Thursday, September 22, 2011

Burial Hordes - Devotion to Unholy Creed (2008)

Devotion to Unholy Creed seems like a pretty well regarded album in general, and just about every I know who's heard it claims it to be one of the best traditional black metal works of the 21st century, with an unflinching old school attitude that pays tribute to the progenitors of the medium (Hellhammer, Darkthrone, Bathory, Mayhem, the list goes on). After being only mildly impressed with the Burial Hordes debut, and seeking something new and exciting from the Hellenic soils, I was expecting to have my ears bloodied and brains knocked out, yet I'm disappointed to say that it's honestly not that much better than War, Revenge & Total Annihilation. The production is quite incendiary, I'll grant it, and there are a few highly inspired moments of magnificence, but this is one of those albums where I actually found the creepy interludes and distractions to be more interesting than the music, which features a lot of the samey, familiar riffing we've heard through countless cycles already.

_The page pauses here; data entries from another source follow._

PR #1532, opened 2026-05-07
mngr list: capture provider warnings into result.warnings (json/jsonl)

weishi-imbue:
## Symptom
Provider non-fatal warnings (Vultr \"API key not configured\", Docker \"daemon unavailable\", Lima \"limactl missing\") reach the human watching stderr but are **invisible to programmatic consumers** of `mngr list --format json` / `--format jsonl`. From the JSON's perspective, those providers just return zero hosts silently — there's no way for a script to tell \"Vultr returned 0 hosts because no API key\" apart from \"Vultr returned 0 hosts because there are no instances.\"

Repro before this PR:
```sh
$ MODAL_CONFIG_PATH=/dev/null mngr list --format json --on-error continue 2>/dev/null | jq '.warnings'
null   # warnings field doesn't exist
```

## Fix
Add a structured warnings channel to the listing pipeline:

| layer | addition |
|---|---|
| `api/list.py` | `WarningInfo` model (mirrors `ErrorInfo`); `ListResult.warnings: list[WarningInfo]`; `on_warning` callback in `_ListAgentsParams` and `list_agents()`; per-call loguru sink that captures WARNING records into `result.warnings` |
| `cli/list.py` | `_emit_jsonl_warning` (mirrors `_emit_jsonl_error`); wired into JSONL path; `_emit_json_output` adds top-level `warnings` field |

**The capture mechanism is a per-call loguru sink** registered in a try/finally inside `list_agents`. Existing provider code (`logger.warning(...)` in Vultr/Docker/Lima) is captured automatically — **zero provider-side changes**. The existing stderr and log-file sinks remain unaffected; this just adds a third receiver scoped to the listing call.

## Pattern fidelity
- `WarningInfo` mirrors `ErrorInfo` exactly (FrozenModel, Field-described).
- The sink is a callable `MutableModel` class (`_WarningCaptureSink`), mirroring `_LimitedJsonlEmitter`'s callable-state pattern in `cli/list.py`. Avoids the inline-functions ratchet (=0 in mngr) and the functools.partial ratchet.
- The sink filter narrows to **exactly WARNING level**, not \"WARNING and above\" — ERROR records are already represented as `ProviderErrorInfo` via the per-provider catch path, so capturing them as warnings would double-categorize.

## Empirical matrix (no Modal creds)

| invocation | before | after |
|---|---|---|
| `--format json --on-error continue` | `{agents:[10], errors:[modal]}` | `{agents:[10], errors:[modal], warnings:[{message:\"Vultr API key not configured...\"}]}` |
| `--format jsonl --on-error continue` | shapes `{error:1, agent:10}` | shapes `{warning:1, error:1, agent:10}` |
| `--format human --on-error continue` | stderr text + clean stdout table | unchanged |
| Real Modal creds | `{agents:[10], errors:[]}` | `{agents:[10], errors:[], warnings:[{Vultr API key...}]}` (Vultr still warns when no key) |

## Test plan
- [x] 4 new unit tests in `api/list_test.py` — capture sink behavior, on_warning callback, level filter (rejects ERROR, INFO, DEBUG), and a smoke test that `list_agents` returns a populated `warnings` field.
- [x] Empirical matrix verified end-to-end (json/jsonl populated, human/regression unchanged).
- [x] All 3826 mngr unit tests pass.
- [x] Ruff lint + format clean. test_no_type_errors, test_prevent_inline_functions, test_prevent_functools_partial all pass.

## Scope
Second of four follow-ups to PR #1461. Independent of #1516 (already-merged JSON-validity fix); independent of the remaining two (`--on-error abort` partial JSON, events-file completeness).

### DIFF
--- a/libs/mngr/imbue/mngr/api/list.py
+++ b/libs/mngr/imbue/mngr/api/list.py
@@ -5,6 +5,7 @@ from datetime import datetime
 from datetime import timezone
 from threading import Lock
 from typing import Any
+from typing import cast
 
 from loguru import logger
 from pydantic import Field
@@ -100,11 +101,26 @@ class AgentErrorInfo(ErrorInfo):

I do quite like the wheelbarrow guitar tone, mind you, and the variation that the Greeks exhibit from track to track, but once I dissect the riffs they all feel a bit warm, fuzzy and derivative, with very few standouts, like the eerie tranquility of the "Splendid Destruction" intro or the bristling, thick melodies in the depths of "Hellborn". With the exception of a few lengthier bits ("Stench of Immortal Doom" and "God's Cutthroat"), they keep most of the tracks on the shorter length, so there's not really any chance they'll wear out their welcome or incorporate spare, needless sequences to pad the length. Where Burial Hordes really excels is in how they've set up the progression of the album, and the horrifying ligaments between them, like the end of the title track: distorted swells of opera with sounds of freaky torment and crying; or the baleful howls that bridge "God's Cutthroat" and "Abysmal Goatfeast", rolling right into the blocky, mid-paced Hellhammer/Darkthrone riffs. A few more instances of this infernal atmosphere would not have hurt the album.

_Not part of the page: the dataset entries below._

PR #1533, opened 2026-05-07
mngr_modal: catch silent cleanup failures of modal_subprocess_env

weishi-imbue:
### Symptom
Some tests creates modal app from subprocess. (E.g. `test_mngr_create_echo_command_on_modal`, uses `modal_subprocess_env`, creates via `mngr create ... modal`). It never registered in parent process pytest’s `worker_modal_environment_names` thus it’ll miss the leakage detection. 

### Change:
1. surface the non-0 exit code. 
2. Register subprocess modal env for leakage detection.


weishi-imbue:
I saw a potential debate here of this change: 
#### Gains
1. More confidence in CI. If CI green, means code cleaned up all modal env including subprocess. 
2. Prevent regressions: delete_modal_environment regression, and maybe other modal name formula mismatch. 
#### Costs
1. Transient error (network err) may surface more often where user need to retry. Instead of letting 1 hour cron CI to catch it. Could be annoying. But this is existing expectation for in-process tests already.

joshalbrecht:
lgtm, thanks for fixing!

CC @evgunter in case he sees anything else worth changing here

evgunter:
nice!

PR #1534, opened 2026-05-07
mngr list: write partial DISCOVERY_FULL snapshot when listing has errors

weishi-imbue:
## Symptom
When \`mngr list --on-error continue\` hits a per-provider failure, the events file (\`~/.mngr/events/mngr/discovery/events.jsonl\`) gets a \`DISCOVERY_ERROR\` event for the failed provider (since PR #1516) but NO fresh \`DISCOVERY_FULL\` with the agents from providers that did succeed. Consumers tailing the file (\`mngr observe --discovery-only\`, minds desktop, future tools) are stuck reading whatever stale snapshot existed before the failure.

## Fix
Always write the snapshot when the listing is unfiltered. When per-provider errors occurred, mark it \`is_partial=True\` so consumers know not to treat the captured state as authoritative.

### Schema change

\`\`\`python
class FullDiscoverySnapshotEvent(EventEnvelope):
    ...existing agents / hosts fields...
    is_partial: bool = Field(default=False, ...)  # NEW
\`\`\`

\`make_full_discovery_snapshot_event\` and \`write_full_discovery_snapshot\` gain a corresponding \`is_partial: bool = False\` parameter; existing callers that don't pass it (all the test-only ones) keep working at the default.

### Behavior

| listing outcome | events file before | events file after |
|---|---|---|
| Unfiltered + success | DISCOVERY_FULL (no is_partial field) | DISCOVERY_FULL with \`is_partial=False\` |
| Unfiltered + per-provider errors | nothing (skipped) | DISCOVERY_FULL with \`is_partial=True\` covering the agents from successful providers, **plus** the existing per-provider DISCOVERY_ERROR events |
| Filtered (CEL or provider_names) | nothing | nothing (unchanged) |

\`is_partial\` is the consumer's signal to correlate with adjacent \`DISCOVERY_ERROR\` events to see which providers were skipped, and to NOT treat the partial snapshot as authoritative state.

## Schema-change risk + migration

\`FrozenModel\` has \`extra=\"forbid\"\` → loguru parsers running OLD code (parsers built before this PR) will reject lines containing the new \`is_partial\` field with \`DiscoverySchemaChangedError\`. All in-tree consumers ship in lockstep:

- \`libs/mngr_forward/stream_manager.py\` (in-repo)
- \`libs/mngr/cli/complete_names.py\` (in-repo)
- \`apps/minds/desktop_client/forward_cli.py\` (in-repo)

No out-of-tree consumer of \`FullDiscoverySnapshotEvent\` was found. The only observable migration cost is: long-running \`mngr observe\` / minds desktop processes started before this PR need a restart to pick up the new schema.

## Empirical verification

\`\`\`sh
$ MODAL_CONFIG_PATH=/dev/null mngr list --on-error continue
  exit=1
  DISCOVERY_FULL delta: +1   (is_partial=True, agents=10 from lima/docker)
  DISCOVERY_ERROR delta: +1  (Modal)

$ mngr list   # real creds, success
  DISCOVERY_FULL delta: +1   (is_partial=False, agents=10)
\`\`\`

## Test plan

- [x] Inverted \`test_maybe_write_full_discovery_snapshot_skips_when_errors_present\` to \`..._writes_partial_when_errors_present\`. Asserts the snapshot IS written and \`is_partial=True\` and the partial agent appears.
- [x] Strengthened \`test_..._writes_when_unfiltered_and_error_free\` to also assert \`is_partial=False\`.
- [x] Other 4 \`_maybe_write_full_discovery_snapshot\` tests (provider-filter / include-filter / OSError / SSH-host-info) unchanged and passing.
- [x] All 3822 mngr unit tests pass.
- [x] Ruff lint + format clean. Empirical end-to-end probe confirms both code paths.

## Scope

Last of four follow-ups to PR #1461. Independent of #1516 (already merged) and #1532 (\`result.warnings\`). Once this lands, the discovery events file is the complete record of any listing — a programmatic consumer can fully reconstruct partial-success state without parsing \`mngr list\` stdout.


weishi-imbue:
The PR description claims consumers are "stuck reading whatever stale snapshot existed before the failure." That's only true if the periodic writer in mngr observe --discovery-only is also failing — and that writer uses ABORT + retry to handle transients. In the steady state, the periodic writer keeps the snapshot fresh; an ad-hoc mngr list failure doesn't strand consumers.
A partial discovery_full is a large change that benefits is unclear.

Otherwise, it's all pretty average fare, just on the plus side. I'm reminded of fellow Hellenic blackhearts Ravencult, whose Temples of Torment followed a similar approach: guitars out front where they belong, solid if ultimately unmemorable riffing structure, and a forceful atmosphere dealt largely through the burgeoning rhythms themselves. Burial Hordes use a grimier guitar tone, though, and the notation is not quite so sadistic and penetrating. At any rate, I can see the appeal to this sort of album, it certainly is a little bit more exciting and versatile than many other recordings in its niche, and I enjoyed it somewhat more than the debut, if not by a wide margin. It's successful as far as offering its influences an option to time travel into the present, but doesn't produce any songs I'm going to want to hear months or even weeks later.